# [EXERCISE DESCRIPTION]
Line count for "hyprlock": state how many lines of the data below include it, and output nothing more.

# [PROVIDED INFORMATION]

PR #2955, opened 2025-10-29
Add missing hyprlock PAM configuration

### LINKED ISSUE #2094: Authentication failure via lock screen after some X amount of time
### System details

AMD 7 5800X, RTX 3070Ti, Omarchy v3.0.2

### What's wrong?

I've ran into this issue a handful of times where if I lock the screen and come back an hour or so later I am unable to log in and get the `Authentication failed` message.

related to nvda?

Image

d-cas:
Fixes #2094, #1469

## Problem
Hyprlock fails to authenticate after extended lock periods because `/etc/pam.d/hyprlock` doesn't exist in the current Arch base image. Users get "Authentication Failed" even with correct password and must reboot.

## Root Cause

# [REPLY]
2